*TASK OBJECTIVE*.
The data must be written out once more, precisely as given.

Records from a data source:
PR #698, opened 2022-11-18
Use canonical target triple names (`x86_64-unknown-theseus`)

kevinaboos:
Previously, the `vendor` component was skipped; now it is explicitly `unknown`.


tshepang:
Am curious why this change was done. I see there is a target named `wasm32-wasi`, meaning vendor can be skipped. Is there a plan that vendor in this case could be anything but `unknown`?

kevinaboos:
It was done as part of an upcoming effort to upstream a Theseus-specific target spec into rustc. This is the typical way that target specs are named, and it should have been named in this manner from the get-go. 

It's debatably required because some crates even rely on this format in order to work (see [target_spec](https://crates.io/crates/target-spec))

*RESPONSE BOX*.
PR #698, opened 2022-11-18
Use canonical target triple names (`x86_64-unknown-theseus`)

kevinaboos:
Previously, the `vendor` component was skipped; now it is explicitly `unknown`.


tshepang:
Am curious why this change was done. I see there is a target named `wasm32-wasi`, meaning vendor can be skipped. Is there a plan that vendor in this case could be anything but `unknown`?

kevinaboos:
It was done as part of an upcoming effort to upstream a Theseus-specific target spec into rustc. This is the typical way that target specs are named, and it should have been named in this manner from the get-go. 

It's debatably required because some crates even rely on this format in order to work (see [target_spec](https://crates.io/crates/target-spec))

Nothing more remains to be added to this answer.